INPUT FOR THIS TASK:
Issue #185, opened 2023-08-31
OSDF cache inconsistencies between branches


DrDaveD:
The master branch is expected to have a superset of the other branches.  The domain.d/osgstorage.org.conf and osgstorage-auth.conf files in the master branch have sections for servers in osg and servers not in osg.  So I expect to be able to do a git diff on those files between branches, for example from the master branch
```
git diff osg etc/cvmfs/domain.d/osgstorage.org.conf
```
and then the list of external servers in the osg section should be identical between the two branches.  That is not the case, there are a lot of differences.  Likewise for egi and the section of servers not used by osg.  Please make them consistent.  I expect there to be some missing servers in the egi branch from the osg section and for the egi section to be completely missing in the osg branch.  The default branch should be just like egi in osgstorage.org.conf.

@biozit

biozit:
sure!

DrDaveD:
Fixed in #224

PR #195, opened 2023-09-22
Fixing Master

biozit:
Fixing Master

Issue #192, opened 2023-09-11
Inconsistencies between osg and egi branches in lists of OSDF servers


DrDaveD:
In the egi branch I should be able to do `git diff osg domain.d/osgstorage.org.conf` and `git diff osg osgstorage-auth.conf` and see only difference lines beginning with `-` in the North America section of `subset of authenticated OSDF caches used by OSG`, and all the lines after `extra authenticated OSDF caches not used by OSG` should begin with `+`.   There are a few cases where that is not so.  Please make it consistent.

In addition, `git diff default domain.d/osgstorage.org.conf` should show no difference of servers between egi and default branches.

DrDaveD:
In addition, doing `git diff master domain.d/osgstorage.org.conf` and `git diff master osgstorage-auth.conf` should show no differences in the lines after `extra authenticated OSDF caches not used by OSG`. 

Currently this is not the case, because `cf-ac-uk-cache.nationalresearchplatform.org` is in the master branch but not in the egi branch for both files.

Beyond that, the comparison between osg and egi now looks good, but the default branch's `domain.d/osgstorage.org.conf` still has a lot of differences that need to be brought in sync.

DrDaveD:
Also, from the osg branch doing `git diff master domain.d/osgstorage.org.conf` and `git diff master osgstorage-auth.conf` should show no differences in the section `OSDF caches used by OSG` and the lines after `extra OSDF caches not used by OSG` should be marked with `-` only.

Currently there are two servers in the OSG section in the master branch that are not in the osg branch in both files: `mghpcc-cache.nationalresearchplatform.org` and `sdsc-cache.nationalresearchplatform.org`.  sdsc-cache was removed temporarily in #229.  Perhaps it is time to add it back?  If not, it should get removed from the master branch.  Or, instead of deleting it, probably it would be better to comment it out with a dated note that it is temporary.  Likewise mghpcc-cache and #235.

DrDaveD:
Now that #241 is finished, please sync up the default branch with the egi branch

DrDaveD:
Oh and `cf-ac-uk-cache.nationalresearchplatform.org` is still in the master branch's domain.d/osgstorage.org.conf but not in egi.  Shouldn't it be there?   It is in osgstorage-auth.conf in both branches.

DrDaveD:
> Now that #241 is finished, please sync up the default branch with the egi branch

[...]

PR #197, opened 2023-09-26
Adding new config set to OSG

biozit:
Adding the new config set to OSG

### DIFF
--- a/etc/cvmfs/domain.d/osgstorage.org.conf
+++ b/etc/cvmfs/domain.d/osgstorage.org.conf
@@ -14,28 +14,40 @@ else
 fi
 CVMFS_KEYS_DIR=$CVMFS_MOUNT_DIR/$CVMFS_CONFIG_REPOSITORY/etc/cvmfs/keys/osgstorage.org
 
-
-CVMFS_EXTERNAL_URL="http://unl-cache.nationalresearchplatform.org:8000/"
-CVMFS_EXTERNAL_URL="$CVMFS_EXTERNAL_URL;http://stashcache.t2.ucsd.edu:8000/"
-CVMFS_EXTERNAL_URL="$CVMFS_EXTERNAL_URL;http://its-condor-xrootd1.syr.edu:8000/"
-CVMFS_EXTERNAL_URL="$CVMFS_EXTERNAL_URL;http://osg-kansas-city-stashcache.nrp.internet2.edu:8000/"
-CVMFS_EXTERNAL_URL="$CVMFS_EXTERNAL_URL;http://osg-chicago-stashcache.nrp.internet2.edu:8000/"
-CVMFS_EXTERNAL_URL="$CVMFS_EXTERNAL_URL;http://osg-new-york-stashcache.nrp.internet2.edu:8000/"
-CVMFS_EXTERNAL_URL="$CVMFS_EXTERNAL_URL;http://stash-cache.osg.chtc.io:8000/"
-CVMFS_EXTERNAL_URL="$CVMFS_EXTERNAL_URL;http://osg-gftp2.pace.gatech.edu:8000/"
-CVMFS_EXTERNAL_URL="$CVMFS_EXTERNAL_URL;http://daejeon-kreonet-net.nationalresearchplatform.org:8000/"
-CVMFS_EXTERNAL_URL="$CVMFS_EXTERNAL_URL;http://osg-houston-stashcache.nrp.internet2.edu:8000/"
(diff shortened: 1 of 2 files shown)


etc/cvmfs/domain.d/osgstorage.org.conf
```diff
@@ -14,28 +14,41 @@ else
...
-CVMFS_EXTERNAL_URL="$CVMFS_EXTERNAL_URL;http://its-condor-xrootd1.syr.edu:8000/"
-CVMFS_EXTERNAL_URL="$CVMFS_EXTERNAL_URL;http://osg-kansas-city-stashcache.nrp.internet2.edu:8000/"
-CVMFS_EXTERNAL_URL="$CVMFS_EXTERNAL_URL;http://osg-chicago-stashcache.nrp.internet2.edu:8000/"
-CVMFS_EXTERNAL_URL="$CVMFS_EXTERNAL_URL;http://osg-new-york-stashcache.nrp.internet2.edu:8000/"
-CVMFS_EXTERNAL_URL="$CVMFS_EXTERNAL_URL;http://stash-cache.osg.chtc.io:8000/"
-CVMFS_EXTERNAL_URL="$CVMFS_EXTERNAL_URL;http://osg-gftp2.pace.gatech.edu:8000/"
-CVMFS_EXTERNAL_URL="$CVMFS_EXTERNAL_URL;http://daejeon-kreonet-net.nationalresearchplatform.org:8000/"
-CVMFS_EXTERNAL_URL="$CVMFS_EXTERNAL_URL;http://osg-houston-stashcache.nrp.internet2.edu:8000/"
-CVMFS_EXTERNAL_URL="$CVMFS_EXTERNAL_URL;http://osg-sunnyvale-stashcache.t2.ucsd.edu:8000/"
+# OSDF caches used by OSG
```
DrDaveD, line 17: We don't need this comment line in the osg branch, because by definition everything here is used by OSG.

etc/cvmfs/osgstorage-auth.conf
```diff
@@ -9,26 +9,46 @@ X509_CERT_DIR=
 
 CVMFS_MAX_RETRIES=0
 
-CVMFS_EXTERNAL_URL="https://unl-cache.nationalresearchplatform.org:8443/"
-CVMFS_EXTERNAL_URL="$CVMFS_EXTERNAL_URL;https://xrootd-local.unl.edu:1094/"
-CVMFS_EXTERNAL_URL="$CVMFS_EXTERNAL_URL;https://stashcache.t2.ucsd.edu:8443/"
+# authenticated OSDF caches used by OSG
```
DrDaveD, line 12: Same here, delete this comment line for this branch.

DrDaveD (changes requested):

etc/cvmfs/domain.d/osgstorage.org.conf
biozit: done

etc/cvmfs/osgstorage-auth.conf
biozit: done

biozit:
@DrDaveD, @jthiltges  do you think we can start the deployment today?

DrDaveD (approved):

jthiltges:
From https://github.com/cvmfs-contrib/config-repo/pull/195#issuecomment-1735807087
> > I am considering adding all the European caches to OSG. Is there any side effect for it?
> 
> Yes, the entire list has to be sent to the stratum 1s for looking up every longitude and latitude, and it's not very likely that the osg configuration will be used in Europe so it seems wasteful. Also potentially it will be a little less maintenance effort in that when new European caches are added they won't necessarily needed to be added to the osg branch.

Are we going ahead with the Europe and other non-Americas caches in the osg branch?

biozit:
> From [#195 (comment)](https://github.com/cvmfs-contrib/config-repo/pull/195#issuecomment-1735807087)
> 
> > > I am considering adding all the European caches to OSG. Is there any side effect for it?
> > 
> > 
> > Yes, the entire list has to be sent to the stratum 1s for looking up every longitude and latitude, and it's not very likely that the osg configuration will be used in Europe so it seems wasteful. Also potentially it will be a little less maintenance effort in that when new European caches are added they won't necessarily needed to be added to the osg branch.
> 
> Are we going ahead with the Europe and other non-Americas caches in the osg branch?

We have new caches in London and Amsterdam, I would like to add more chances to use them. All the caches have been on the right GeoIP location for 3 weeks.

jthiltges (approved):
Thanks for the info Fabio. LGTM. Will merge and distribute shortly.

jthiltges:
Changes published to config-osg as revision 121.

DrDaveD:
This was the first stage of fixes #185 and #192.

INSTRUCTIONS FOR THE TASK: What lines in the material above contain the word "pull"? Copy them out.

TASK OUTPUT:
From https://github.com/cvmfs-contrib/config-repo/pull/195#issuecomment-1735807087
> From [#195 (comment)](https://github.com/cvmfs-contrib/config-repo/pull/195#issuecomment-1735807087)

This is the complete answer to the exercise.